View user profile http://aginity.com

Back to top Go down

Index Strategy on FACT Table with 300 Million records

Post  dwman on Sun Nov 28, 2010 6:04 pm

Platform - SQL-Server 2008.

Sorry No alternate keys.

it was a 3 column composite Primary key.

dwman

Posts: 7
Join date: 2010-11-08

View user profile

Back to top Go down

Re: Index Strategy on FACT Table with 300 Million records

Post  John Simon on Sun Nov 28, 2010 8:26 pm

Forget a primary key - it doesn't add value, and takes up unnecessary column width.

First of all, as was suggested above, look at the number of foreign keys. You may want to combine some of those dimensions.

As far as indexing, create a clustered index on the most often user date key (you may only have one). Then put nonclustered indexes on the most often used foreign keys - e.g. product and customer.
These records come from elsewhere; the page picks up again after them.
PR #428, opened 2021-11-26
Enable NTLM support

pbert519:
Support NTLM authentification

Not tested for windows


alexcrichton:
Since this is an optional feature could this be gated behind a Cargo feature?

Your indexing strategy should be based on your query usage - so run a trace on the common queries used, and check any indexes you create against those queries to ensure you've created adequate and appropriate indexes.

John Simon

Posts: 170
Join date: 2009-05-28
Location: Melbourne, Australia

View user profile http://jsimonbi.wordpress.com

Back to top Go down

Re: Index Strategy on FACT Table with 300 Million records

Post  Jeff Smith on Mon Nov 29, 2010 6:56 am

Keep in mind that you can create nonclustered indexes on combinations of fields. If columns 1, 2, and 3 are frequently queried together, then create a nonclustered index for columns 1, 2, and 3. But remember, that if only columns 2 and 3 are in the query, the index won't be used.
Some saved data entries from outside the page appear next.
PR #431, opened 2021-12-22
Added an example for the "mutli" api

reduf:
Hey,

here is a simple example to demonstrate how can one execute multiple requests concurrently in a non-blocking way.

I wasn't sure whether I should include urls in the source to test, but I've tested with the following commang:
```
> cargo r --example multi -- https://api.github.com/repos/rust-lang/rust https://api.github.com/repos/rust-lang/dskuyhfkuhdsfds "<invalid URL>"
```

You should observe a success (Code 200) on the valid repo, an explicit error (Code 404) on a non existing repo and no status in the case of the invalid url.

Cheers,


examples/multi.rs
```diff
@@ -0,0 +1,74 @@
...
+        std::thread::sleep(Duration::from_millis(16));
+    }
+
+    Ok(statuses)
+}
+
+fn main() -> Result<()> {
+    let urls: Vec<String> = env::args().skip(1).collect();
+
+    curl::init();
```
alexcrichton, line 65: I think that this can be skipped in examples?

examples/multi.rs
```diff
@@ -0,0 +1,74 @@
...
+        multi.perform()?;
+
+        multi.messages(|message| {
+            let token = message.token().expect("failed to get the token");
+            assert!(token <= statuses.len());
+            statuses[token] = parse_response(&mut handles[token], &message);
+            completed += 1;
+        });
+
+        std::thread::sleep(Duration::from_millis(16));
```
alexcrichton, line 56: I don't think that this `std::thread::sleep` is correct, all blocking should happen through the `Multi` interface itself.

alexcrichton (commented):
Thanks! Is there perhaps a `multi` example from curl itself we could lift? I think it'd be good to do something either with input going into requests or the output from the requests rather than simply dropping them on the floor.

examples/multi.rs
reduf: I noticed that it's not necessary under specified scenario described in the doc.

I ended up adding it, because of the following quote:
> ...it is strongly recommended that you call this function manually as soon as your program starts.

I don't have a big issue either way.

examples/multi.rs
reduf: The rational was that the curl multi interface is particularly adapted to combine in an application that already has an "update" that has to be called regularly. (e.g., every frames)

In this particular example it's indeed better to let the multi interface block as it will react to the io events if there is any.

sagebind:
> Is there perhaps a `multi` example from curl itself we could lift?

Curl has a few good C examples here: https://curl.se/libcurl/c/example.html. It would be nice to translate some of these into Rust and include them here.

examples/multi.rs
alexcrichton: I think we may want to tone down the recommendation there, but for small examples it shouldn't be necessary (or it's a bug in the `curl` crate)

sagebind: You missed the entire sentence in your quote (emphasis mine):

> This should be sufficient for most applications and scenarios, **but in any other case**, it is strongly recommended that you call this function manually as soon as your program starts.

It is strongly recommended that you call it manually only in the scenarios that are not already covered. Perhaps it could be reworded to be more clear, but basically, "If your program _doesn't_ match these requirements, then you should call it manually."

Since the example is single-threaded and isn't targeting uncommon platforms it is not necessary to call.

examples/multi.rs
alexcrichton: Sleeping is basically never the correct way to block, however, so this needs to be done by different means.

reduf:
> Curl has a few good C examples here: https://curl.se/libcurl/c/example.html. It would be nice to translate some of these into Rust and include them in our repo.

Indeed, I will adapt my example following one if theirs. [This one](https://curl.se/libcurl/c/10-at-a-time.html) seems to be in the same spirit.

examples/multi-dl.rs
```diff
@@ -0,0 +1,83 @@
...
+                        handle.get_ref().0.len()
+                    );
+                }
+                Err(error) => {
+                    println!("E: {} - <{}>", error, URLS[token]);
+                }
+            }
+        });
+
+        multi.wait(&mut [], Duration::from_secs(1))?;
```
alexcrichton, line 79: I think this `wait` only needs to happen if `still_alive` is true, right? Also I think that the duration here can be much longer because it's just a timeout which isn't being used for anything else here.

examples/multi-dl.rs
```diff
@@ -0,0 +1,83 @@
...
+    handle.set_token(token)?;
+    Ok(handle)
+}
+
+fn main() -> Result<()> {
+    let mut multi = Multi::new();
+    let mut handles: HashMap<_, _> = URLS
+        .iter()
+        .enumerate()
+        .map(|(token, url)| (token, download(&mut multi, token, url).unwrap()))
```
alexcrichton, line 40: Could this `.unwrap()` instead propagate the result?

alexcrichton (commented):
Seems reasonable to me! I've got one small comment but otherwise seems ok.

examples/multi-dl.rs
reduf: I'm not sure I understand correctly which part should unwrap?

Do you mean unwrapping in `download` such that the return value is an `Easy2Handle`?

alexcrichton (approved):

The best way is to start minimally. Watch for performance issues and apply indexes targetted at the performance issues. You may find that you need a summary table to improve performance.

Be careful when testing the performance gains from indexing. Depending on the type of disk, you might be fooled into thinking that you're seeing a performance gain from the index when in fact the data used in the test is still in your disk's memory. We're using a EMC clariion SAN. Whenever it reads data from the disk, it holds it in it's own memory (seperate from the server's memory).

Jeff Smith

Posts: 311
Join date: 2009-02-03

View user profile

Back to top Go down

Index Strategy on FACT Table with 300 Million records

Post  dwman on Mon Nov 29, 2010 1:28 pm

Are you suggesting no Primary Key on the FACT table ?

I don't have any test data to run a Trace to find out the potential candidates for the Non-clustered indexes ? So probably I need to start with minimum Indexes

dwman

Posts: 7
Join date: 2010-11-08

View user profile

Back to top Go down

Re: Index Strategy on FACT Table with 300 Million records

Post  hang on Mon Nov 29, 2010 3:16 pm

With the size of 300 million and growing, indexing alone is not enough to achieve reasonable performance. You need to seriously consider partitioning the table.

hang

Posts: 453
Join date: 2010-05-07
Location: Brisbane, Australia

View user profile

Back to top Go down

Index Strategy on FACT Table with 300 Million records

Post  dwman on Mon Nov 29, 2010 4:54 pm

yes, I have already designed for a monthly partition which will result in 5- 10 million records in a partition file group.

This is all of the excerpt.